The idea of change capture is simple: let the application consume a feed of all writes to the database. In other words, you have a background process which gets notified every time something changes in the database (insert, update or delete).
You could achieve a similar thing if, every time you write something to the database, you also post it to a message queue. However, change capture is better because it contains exactly the same data as what was committed to the database (avoiding race conditions). A good change capture system also allows you to stream through the entire existing dataset, and then seamlessly switch to consuming real-time updates when it has caught up.
Consumers of this changelog are decoupled from the app that generates the writes, which gives you great freedom to experiment without fear of bringing down the main site. You can use the changelog for updating and invalidating caches, for maintaining full-text indexes, for calculating analytics, for sending out emails and push notifications, for importing the data into Hadoop, and much more.
LinkedIn built a technology called Databus to do this.
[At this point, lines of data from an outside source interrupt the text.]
PR #1301, opened 2019-10-10
(maint) Load plugin modules from builtin modulepath

donoghuc:
Now that we are shipping bundled module plugins we need to load them from the default modulepath.

### DIFF
--- a/lib/bolt/plugin.rb
+++ b/lib/bolt/plugin.rb
@@ -143,11 +143,12 @@ module Bolt
       @analytics = analytics
       @plugin_context = PluginContext.new(config, pal)
       @plugins = {}
+      @pal = pal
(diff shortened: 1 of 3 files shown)


lib/bolt/plugin.rb
```diff
@@ -143,11 +143,12 @@ def initialize(config, pal, analytics)
       @analytics = analytics
       @plugin_context = PluginContext.new(config, pal)
       @plugins = {}
+      @pal = pal
```
donoghuc: Maybe i'm reading this wrong but it looks like we meant to have `pal` be an attribute anyway https://github.com/puppetlabs/bolt/pull/1301/files#diff-e55bc985f91060535fd013d69f316af6R139

PR #1302, opened 2019-10-10
(packaging) Finalize changelog for 1.33.0

donoghuc:


CHANGELOG.md
```diff
@@ -10,7 +10,7 @@
 
 ### New features
 
-* **Only print `safe_name` when referencing `Target`s** ([#1271](https://github.com/puppetlabs/bolt/pull/1271))
+* **Only print `safe_name` when referencing `Target`s** ([#1243](https://github.com/puppetlabs/bolt/issues/1243))
```
cwcowellshah: Recommend rewording to avoid confusion around the scope of the word "only":

```suggestion
* **When referring to `Target`s in log or output, use the `safe_name`** ([#1243](https://github.com/puppetlabs/bolt/issues/1243))
```

CHANGELOG.md
```diff
@@ -10,7 +10,7 @@
...
 
   When using Inventory v2 a Target's safe name is the `uri` minus the password component (unless the target `name` is explicitly defined in which case the `name` is used). For Inventory v1, the safe name is the `host`.
```
cwcowellshah:
```suggestion
  When using inventory version 2, a `Target`'s safe name is the `uri` minus the password (unless the `Target`'s has an explicitly defined `name`, in which case the safe name is the value of `name`). For inventory version 1, the safe name is the value of `host`. 
```

cwcowellshah:
I'm not able to get this branch and push suggested text changes back up to this PR right now, so I'll add a wording suggestion comment here instead:

Recommend changing this text:
>When working with `ResultSet` types in plans the bracket `[]` operator can be used to get Results by index.`

to use active voice, like this:
>When wording with `ResultSet` types in plans, use the bracket `[]` operator to get Results by index.

cwcowellshah:
Recommend changing this changelog entry header:

>**Debug logging for file transfer**

To this, to avoid confusion about whether this change has debugged the logging, or has added a new logging message at the "debug" level:

>**Log file transfer details at `debug` level.

PR #1303, opened 2019-10-11
(maint) Fix apply prep for inventory v2

donoghuc:
Previously the default plugin_hooks from config were not being set on a Target2 object. This was causing failures in apply prep https://github.com/puppetlabs/bolt/blob/345131e31c02a3047c1607ce3b6df0a484976542/bolt-modules/boltlib/lib/puppet/functions/apply_prep.rb#L103 which assumes that `plugin_hooks` will have a value. This commit updates the inventory 2 update_target_state to consider the `plugin_hooks` set in config. The merge order in order of precedence is target level in inventory, group level in inventory, specified in bolt.yaml, default.

### DIFF
--- a/bolt-modules/boltlib/spec/functions/apply_prep_spec.rb
+++ b/bolt-modules/boltlib/spec/functions/apply_prep_spec.rb
@@ -208,6 +208,48 @@ describe 'apply_prep' do
         expect(inventory.facts(target)).to eq(fact)
       end
     end
+
+    context 'with default plugin inventory v2' do
+      let(:hostname) { 'agentless' }
+      let(:data) {
+        {
+          'version' => 2,
+          'targets' => [{ 'uri' => hostname }]
+        }
+      }
+
+      let(:config) { Bolt::Config.new(Bolt::Boltdir.new('.'), {}) }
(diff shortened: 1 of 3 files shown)


bolt-modules/boltlib/spec/functions/apply_prep_spec.rb
```diff
@@ -208,6 +208,48 @@
...
+          'targets' => [{ 'uri' => hostname }]
+        }
+      }
+
+      let(:config) { Bolt::Config.new(Bolt::Boltdir.new('.'), {}) }
+      let(:pal) { nil }
+      let(:plugins) { Bolt::Plugin.new(config, pal, Bolt::Analytics::NoopClient.new) }
+      let(:inventory) { Bolt::Inventory.create_version(data, config, plugins) }
+      let(:target) { inventory.get_target(hostname) }
+      let(:targets) { inventory.get_targets(hostname) }
```
lucywyman: I don't think this gets used anywhere?

donoghuc: Yes, targets is used in the before each block.

PR #1304, opened 2019-10-11
(Docs) Remove duplicate entry in ditamap

alexjfisher:
I'm assuming this file is used in building https://puppet.com/docs/bolt/latest/writing_tasks_and_plans.html where `Running tasks` currently appears twice under the `Tasks and plans` menu.


donoghuc:
Added do not merge while I sort out jenkins job for building preview docs based on PR.

donoghuc:
Automated build does not delete files. We will need to delete that other one separately. This will prevent that from re-generating in the future though.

The open source release of Databus is for Oracle DB, and there is a proof-of-concept MySQL version (which is different from the version of Databus for MySQL that LinkedIn uses in production).
The new project I am working on, Apache Samza, also sits squarely in this space – it is a framework for processing real-time data feeds, somewhat like MapReduce for streams. I am excited about it because I think this pattern of processing change capture streams can help many people build apps that scale better, are easier to maintain and more reliable than many apps today. It’s open source, and you should go and try it out.
The problems discussed in this post are primarily data systems problems. That’s no coincidence: if you write your applications in a stateless way, they are pretty easy to scale, since you can just run more copies of them. Thus, whether you use Rails or Express.js or whatever framework du jour really doesn’t matter much. The hard part is scaling the stateful parts of your system: your databases.
There are no easy solutions for these problems. Some new technologies and services can help – for example, the new generation of distributed datastores tries to solve some of the above problems (especially around automating replication and failover), but they have other limitations. There certainly is no panacea.
Personally I’m totally fine with using new and experimental tools for derived data, such as caches and analytics, where data loss is annoying but not end of your business. I’m more cautious with the system of record (also known as source of truth). Every system has operational quirks, and the devil you know may let you sleep better at night than the one you don’t. I don’t really mind what that devil is in your particular case.
I’m interested to see whether database-as-a-service offerings such as Firebase, Orchestrate or Fauna can help (I’ve not used any of them seriously, so I can’t vouch for them at this point). I see big potential advantages for small teams in outsourcing operations, but also a big potential risk in locking yourself to a system that you couldn’t choose to host yourself if necessary.
Building scalable systems is not all sexy roflscale fun. It’s a lot of plumbing and yak shaving. A lot of hacking together tools that really ought to exist already, but all the open source solutions out there are too bad (and yours ends up bad too, but at least it solves your particular problem).
On the other hand, consider yourself lucky. If you’ve got scaling problems, you must be doing something right – you must be making something that people want.